> [Work instruction]:
Find every line below with the word "module". Then give only how many there are.

Saved data entries

PR #353, opened 2020-02-15
New Fetch API

TatriX:


src/browser/fetch.rs
```diff
@@ -0,0 +1,128 @@
...
+    fn from(string: String) -> Resource<'static> {
+        Resource::String(Cow::from(string))
+    }
+}
+
+impl From<Url> for Resource<'_> {
+    fn from(url: Url) -> Resource<'static> {
+        Resource::String(Cow::from(url.to_string()))
+    }
+}
```
MartinKavik: I think we can remove this if `Url` automatically implements `Into<Cow>` (with `Display`). (If we used the code from my previous comment (`impl <'a, T> From<T> for Resource<'a> where ...`).

src/browser/fetch.rs
```diff
@@ -0,0 +1,128 @@
...
+
+/// The fetch functions is a main entry point of the Fetch API.
+///
+/// It start the process of fetching a resource from the network,
+/// returning a future which is fulfilled once the response is
+/// available. The future resolves to the Response object representing
+/// the response to your request. The promise does not reject on HTTP
+/// errors — it only rejects on network errors. You must use then
+/// handlers to check for HTTP errors.
+pub async fn fetch<'a>(resourse: impl Into<Resource<'a>>) -> Result<Response> {
```
MartinKavik: Why we need `Resource`? Isn't `impl Into<Request<'a>` enough?
We can implement 
```rust
impl <'a, T> From<T> for Request<'a>
    where
        T: Into<Cow<'a, str>>
```
and it should cover all cases (?)

MartinKavik: resour **c** e

src/browser/fetch/header.rs
```diff
@@ -0,0 +1,54 @@
...
+}
+
+impl<'a> IntoIterator for Headers<'a> {
+    type Item = Header<'a>;
+    type IntoIter = std::vec::IntoIter<Self::Item>;
+
+    fn into_iter(self) -> Self::IntoIter {
+        self.0.into_iter()
+    }
+}
```
MartinKavik: Why we need `Headers` struct? And why it contains `Vec`?
Can we replace it with `BTreeMap<Header>`?
  - It already implements iterators.
  - We don't need to use weird combination of `self.0.retain` + `push`.
  - It would be ordered in logs.

src/browser/fetch/header.rs
```diff
@@ -0,0 +1,54 @@
...
+    custom("Authorization", format!("Bearer {}", value.into()))
+}
+
+/// Create custom header.
+pub fn custom<'a>(name: impl Into<Cow<'a, str>>, value: impl Into<Cow<'a, str>>) -> Header<'a> {
+    Header {
+        name: name.into(),
+        value: value.into(),
+    }
+}
```
MartinKavik: Why are they module functions and not `Header` methods?

src/browser/fetch/method.rs
```diff
@@ -0,0 +1,37 @@
+/// HTTP Method types.
+///
+/// [https://developer.mozilla.org/en-US/docs/Web/HTTP/Methods](https://developer.mozilla.org/en-US/docs/Web/HTTP/Methods)
```
MartinKavik: ```/// [MDN reference](https://developer.mozilla.org/en-US/docs/Web/HTTP/Methods)``` should be enough

src/browser/fetch/method.rs
```diff
@@ -0,0 +1,37 @@
...
+        match self {
+            Method::Get => "GET",
+            Method::Head => "HEAD",
+            Method::Post => "POST",
+            Method::Put => "PUT",
+            Method::Delete => "DELETE",
+            Method::Connect => "CONNECT",
+            Method::Options => "OPTIONS",
+            Method::Trace => "TRACE",
+            Method::Patch => "PATCH",
```
MartinKavik: `Method` vs `Self`

src/browser/fetch/request.rs
```diff
@@ -0,0 +1,282 @@
...
+
+    /// Set HTTP method. Default method is `GET`.
+    pub const fn method(mut self, method: Method) -> Self {
+        self.method = method;
+        self
+    }
+
+    /// Set request body to provided `JsValue`. Consider using `json` or `text` methods instead.
+    ///
+    /// Note that a request using the GET or HEAD method cannot have a body.
```
MartinKavik: Add a note or `/// # Panics` block, please, so users know that it panics when you set body and use GET or HEAD.

src/browser/fetch/request.rs
```diff
@@ -0,0 +1,282 @@
...
+    /// Set request body by JSON encoding provided data.
+    /// It will also set `Content-Type` header to `application/json; charset=utf-8`.
+    ///
+    /// # Errors
+    ///
+    /// This method can fail if JSON serialization fail. It will then
+    /// return `FetchError::SerdeError`.
+    pub fn json<T: Serialize + ?Sized>(mut self, data: &T) -> Result<Self> {
+        self.headers
+            .set(header::content_type("application/json; charset=utf-8"));
```
MartinKavik: Or I think we can use `self.header(..`.
(The same for other methods.)

src/browser/fetch/request.rs
```diff
@@ -0,0 +1,282 @@
...
+    /// Set request mode.
+    /// It can either be `cors`, `no-cors`, `same-origin`, or `navigate`.
+    /// The default is `cors`.
+    pub const fn mode(mut self, mode: web_sys::RequestMode) -> Self {
+        self.mode = Some(mode);
+        self
+    }
+
+    /// Set request credentials.
+    /// It can either be `omit`, `same-origin`, or `include`.
```
MartinKavik: Could you add `# Example` block?
(The same for other methods, where it's not clear how to use enum of values from the description)

src/browser/fetch/request.rs
```diff
@@ -0,0 +1,282 @@
...
+    /// The default is `follow`.
+    pub const fn redirect(mut self, redirect: web_sys::RequestRedirect) -> Self {
+        self.redirect = Some(redirect);
+        self
+    }
+
+    /// Set request referrer.
+    /// It can be either `referrer`, `client`, or a `URL`.
+    /// The default is `about:client`.
+    pub fn referrer(mut self, referrer: String) -> Self {
```
MartinKavik: Why `String`? I assume that user would use probably `&'static str`.
(The same for other methods which have `String` as input parameter type.)

src/browser/fetch/request.rs
```diff
@@ -0,0 +1,282 @@
...
+                Timeout::new(*timeout, move || abort_controller.abort()),
+            );
+        }
+
+        // controller
+        // https://developer.mozilla.org/en-US/docs/Web/API/AbortController/signal
+        init.signal(Some(&request.controller.abort_controller.signal()));
+
+        // It seems that the only reason why Request constructor can
+        // fail is when Url contains credentials.  I assume that this
```
MartinKavik: Could you provide more details? And maybe add a short note to `expect`'s text?

src/browser/fetch/response.rs
```diff
@@ -0,0 +1,49 @@
...
+/// To get one you need to use [`fetch`](./fn.fetch.html) function.
+///
+/// [MDN reference](https://developer.mozilla.org/en-US/docs/Web/API/Response)
+pub struct Response {
+    pub(crate) raw_response: web_sys::Response,
+}
+
+impl Response {
+    /// Get a `String` from response body.
+    pub async fn text(self) -> Result<String> {
```
MartinKavik: Please add `# Errors` block.
(The same for other methods)

examples/fetch/src/post.rs
```diff
@@ -0,0 +1,66 @@
...
+            let request = Request::new("/")
+                .method(Method::Post)
+                .header(header::custom("Accept-Language", "Rust"))
+                .header(header::custom("Authorization", format!("Basic {}", token)))
+                .json(&model.form)
+                .expect("Serialization failed");
+
+            orders.perform_cmd(async {
+                let response = fetch(request).await.expect("HTTP request failed");
+                assert!(response.status().is_ok());
```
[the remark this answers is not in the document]
TatriX: Well assertions is not about tests, they are about invariants. In this case this means "I expect that status is ok, otherwise panic", i.e. [fail fast](https://en.wikipedia.org/wiki/Fail-fast)
As a side note, `assert` will still be present in the release build, compared to `debug_assert`.

examples/fetch/src/simple.rs
```diff
@@ -0,0 +1,48 @@
...
+    Received(User),
+}
+
+pub fn update(msg: Msg, model: &mut Model, orders: &mut impl Orders<Msg>) {
+    match msg {
+        Msg::Fetch => {
+            orders.skip(); // No need to rerender
+            orders.perform_cmd(async {
+                let response = fetch("user.json").await.expect("HTTP request failed");
+                let user = response
```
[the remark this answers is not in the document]
TatriX: I made this example as fast and simple and short as possible. Amusing this will be used as a first experimental iteration in the code evolution.

examples/server_interaction/src/lib.rs
```diff
@@ -58,7 +58,11 @@ impl Default for Model {
 // ------ ------
 
 fn after_mount(_: Url, orders: &mut impl Orders<Msg>) -> AfterMount<Model> {
-    orders.perform_cmd(fetch_repository_info());
+    orders.perform_cmd(
+        fetch(REPOSITORY_URL)
+            .and_then(Response::json)
```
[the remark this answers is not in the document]
TatriX: Nope, it doesn't. Should we maybe add some helper method/function for this?

src/browser/url.rs
```diff
@@ -60,6 +60,18 @@ impl Url {
...
 
+impl std::fmt::Display for Url {
+    fn fmt(&self, fmt: &mut std::fmt::Formatter) -> std::fmt::Result {
+        let path = self.path.join("/");
+        match (&self.search, &self.hash) {
+            (Some(search), Some(hash)) => write!(fmt, "{}?{}#{}", path, search, hash),
+            (Some(search), None) => write!(fmt, "{}?{}", path, search),
+            (None, Some(hash)) => write!(fmt, "{}#{}", path, hash),
+            _ => write!(fmt, "{}", path),
+        }
```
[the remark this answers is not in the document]
TatriX: Should we then instead of custom made Url object use something like https://github.com/servo/rust-url?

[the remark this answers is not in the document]
TatriX: Ah, right. Found your issue there about wasm size. I think that if we can omit websys call then we should. Why do you think it's error prone? Not that I'm not having the same gut feeling, but still what could go wrong? ;)

src/browser/fetch.rs
```diff
@@ -0,0 +1,128 @@
+//! Fetch API.
+//!
+//! Our version of the Fetch API is based mostly on regular web one.
+//!
+//! There is one entry point: [`fetch`][fetch] function.
+//! It can accept both, String urls as well as [`Request`][request].
```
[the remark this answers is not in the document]
TatriX: I'll use lowercase then, cause it also works with `&str`.

src/browser/fetch.rs
```diff
@@ -0,0 +1,128 @@
...
+pub type Result<T> = std::result::Result<T, FetchError>;
+
+/// The fetch functions is a main entry point of the Fetch API.
+///
+/// It start the process of fetching a resource from the network,
+/// returning a future which is fulfilled once the response is
+/// available. The future resolves to the Response object representing
+/// the response to your request. The promise does not reject on HTTP
+/// errors — it only rejects on network errors. You must use then
+/// handlers to check for HTTP errors.
```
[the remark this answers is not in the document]
TatriX: Heh, I copied that text from mdn I think.

src/browser/fetch.rs
```diff
@@ -0,0 +1,128 @@
...
+pub async fn fetch<'a>(resourse: impl Into<Resource<'a>>) -> Result<Response> {
+    let promise = match resourse.into() {
+        Resource::String(string) => window().fetch_with_str(&string),
+        Resource::Request(request) => window().fetch_with_request(&request.into()),
+    };
+
+    let raw_response = JsFuture::from(promise)
+        .await
+        .map(Into::into)
+        .map_err(|js_value_error| FetchError::DomException(js_value_error.into()))?;
```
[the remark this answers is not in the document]
TatriX: As far as I understand it fails when promise rejects, so on network error. But I'm not sure.

src/browser/fetch.rs
```diff
@@ -0,0 +1,128 @@
...
+    DomException(web_sys::DomException),
+    PromiseError(wasm_bindgen::JsValue),
+}
+
+/// Wrapper for `fetch` function single argument.
+///
+/// Consider using `String` or `Request` instead, because there are
+/// `From` implementations for those types.
+pub enum Resource<'a> {
+    String(Cow<'a, str>),
```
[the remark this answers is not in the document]
TatriX: I based it on terminology from [fetch docs](https://developer.mozilla.org/en-US/docs/Web/API/WindowOrWorkerGlobalScope/fetch). It's either `USVString` or `Request`.

src/browser/fetch.rs
TatriX: To utilize `window().fetch_with_str(&string)` and `fetch_with_request(&request.into())` so we don't have to construct request.

src/browser/fetch/header.rs
TatriX: Mostly for performance reasons. Headers most of the time are very small, thus using hashmaps/trees for tiny number of entries has a worse performance, despite o(1) vs o(n).

Eventually we will also probably add [append method](https://developer.mozilla.org/en-US/docs/Web/API/Headers/append), so separate struct is desirable.

src/browser/fetch/header.rs
TatriX: No idea tbh :crazy:

src/browser/fetch/method.rs
TatriX: Hm?

examples/fetch/src/simple.rs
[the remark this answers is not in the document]
MartinKavik: Ok

src/browser/url.rs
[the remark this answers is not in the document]
MartinKavik: > Why do you think it's error prone?

Once we add another URL part I can guarantee that we will forget to add it into some `write!` function. And once we want to refactor it - e.g. encode hash - again the same problem. And once we add some order-sensitive part (if it's possible) => `match (&self.search, &self.hash, &self.foo)`.. it will be pain.

> I think that if we can omit websys call then we should.

It sounds like premature optimizations. It does make some sense in patching algorithm; it isn't very important here.

src/browser/fetch/request.rs
TatriX: These methods expose websys, thus they are documented on MDN/websys. Not sure what is the best way to solve this.

src/browser/fetch/request.rs
TatriX: Panic looks like this:
```
package.js:280 panicked at 'fetch: Cannot create request: JsValue(TypeError: Failed to construct 'Request': Request cannot be constructed from a URL that includes credentials
```
so it seems that all relevant info is already there.

src/browser/fetch.rs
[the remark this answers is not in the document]
MartinKavik: Read paragraphs under the title `Terminology` - https://package.elm-lang.org/packages/elm/browser/latest/Browser-Dom. So pls don't use JS docs and terminology directly in Seed..

CHANGELOG.md
```diff
@@ -2,6 +2,8 @@
 
 [unreleased]
 - [BREAKING] Changed `perform_cmd` and `fetch` return type to `T` instead of `Result<T, T>`.
```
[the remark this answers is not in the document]
TatriX: Remove.

src/browser/fetch.rs
MartinKavik: I don't know if more complex public API and more Rust code (~ more potential bugs and a little bit bigger file size) is a good trade-off for this performance (?) optimization.

src/browser/fetch/header.rs
MartinKavik: > Eventually we will also probably add append method, so separate struct is desirable.

Then. I would rather modify `Header` - change its field `value` to `values: Vec<..>`.

> Mostly for performance reasons.

We lose some performance in `Header::set` with `Vec` so I don't think there will be a difference. And I think it's again premature optimization.

src/browser/fetch/method.rs
MartinKavik: e.g. `Self::Head => "HEAD"` instead of `Method::Head => "HEAD"`. I'm surprised that Clippy is ok wih it.

CHANGELOG.md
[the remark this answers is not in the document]
TatriX: Changed the text. That was already merged to master as far as I remember.

examples/fetch/src/post.rs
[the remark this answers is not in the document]
TatriX: Essentially it's a placeholder akin to `.unwrap()` in example code.

src/browser/url.rs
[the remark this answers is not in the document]
TatriX: I remade it using `websys::Url` and it still has all issues you mentioned, with added `expect` call.
If you have better ideas on how it should be done, please share them.

src/browser/fetch.rs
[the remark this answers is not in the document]
TatriX: I think number of people coming from Elm should be negligible compared to people from js world. As for terminology text, I have never thought about "real" scrolls, because I connect scrollbars to mouse scroll. Anyways, should I rename it to  `Url` or leave it as is?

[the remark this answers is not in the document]
MartinKavik: I don't want to bring Elm terminology to Seed - the idea was that we should create our own and simple Seed terminology and take inspiration from other places only if it makes sense.

---

I think `String` is too general, I suggest to rename it.

src/browser/fetch/request.rs
MartinKavik: What about:
```rust
/// Set request credentials.
///
/// Variants: `Omit`, `SameOrigin`, `Include`
/// Default: `SameOrigin`
///
/// [MDN reference](https://developer.mozilla.org/en-US/docs/Web/API/Request/credentials)
/// [`web_sys` reference](https://rustwasm.github.io/wasm-bindgen/api/web_sys/enum.RequestCredentials.html)
```

src/browser/fetch/request.rs
MartinKavik: I'm not very happy with it. We are hiding potential error with panic and also breaking `From` trait basic rule. And I can imagine it can fail due to a dozen undocumented reasons in other browsers...

src/browser/fetch/method.rs
MartinKavik: The same for `impl Default`.

src/browser/url.rs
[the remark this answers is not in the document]
rebo: I've had a look at the latest commit code which uses web_sys::Url.

TatriX, when you say it has the same issues do you mean if another URL part is added? 

I think that would affect any solution however I think it is more maintainable and readable with the current commit code below, so i'm happy with this `web_sys::Url` approach:

```rust
        let url = web_sys::Url::new_with_base(&self.path.join("/"), dummy_base_url)
             .expect("cannot create url");
         if let Some(search) = &self.search {
             url.set_search(search);
         }
         if let Some(hash) = &self.hash {
             url.set_hash(hash);
         }
```

src/browser/fetch.rs
```diff
@@ -1,9 +1,9 @@
 //! Fetch API.
 //!
-//! Our version of the Fetch API is based mostly on regular web one.
+//! Seed Fetch API is very similar to the browser [native one][fetch-mdn].
 //!
 //! There is one entry point: [`fetch`][fetch] function.
-//! It can accept both, String urls as well as [`Request`][request].
+//! It can accept both, string urls as well as [`Request`][request].
```
rebo: Minor grammar quibble, no comma needed after "... accept both, "

CHANGELOG.md
```diff
@@ -2,6 +2,8 @@
...
+- Added new Fetch API module. See [`seed::browser::fetch`](https://docs.rs/seed/0.6.0/seed/browser/fetch/index.html) (#353)
```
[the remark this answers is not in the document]
MartinKavik: Why is it resolved? Am I overlooking something?

examples/fetch/src/post.rs
```diff
@@ -0,0 +1,83 @@
...
+
+pub fn update(msg: Msg, model: &mut Model, orders: &mut impl Orders<Msg>) {
+    match msg {
+        Msg::NameChanged(name) => model.form.name = name,
+        Msg::Submit => {
+            orders.skip(); // No need to rerender
+
+            let token = "YWxhZGRpbjpvcGVuc2VzYW1l";
+            // Created outside async block because of lifetime reasons
+            // (we can't use reference to `model.from` in async
```
MartinKavik:
```suggestion
            // (we can't use reference to `model.form` in async
```

examples/fetch/src/post.rs
```diff
@@ -0,0 +1,83 @@
...
+            // function).
```
MartinKavik: Is it on the standalone line because of GitHub weird line breaks or Rust formatter?

MartinKavik:
Closing in favor of PR https://github.com/seed-rs/seed/pull/402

> [Solved exercise]:
2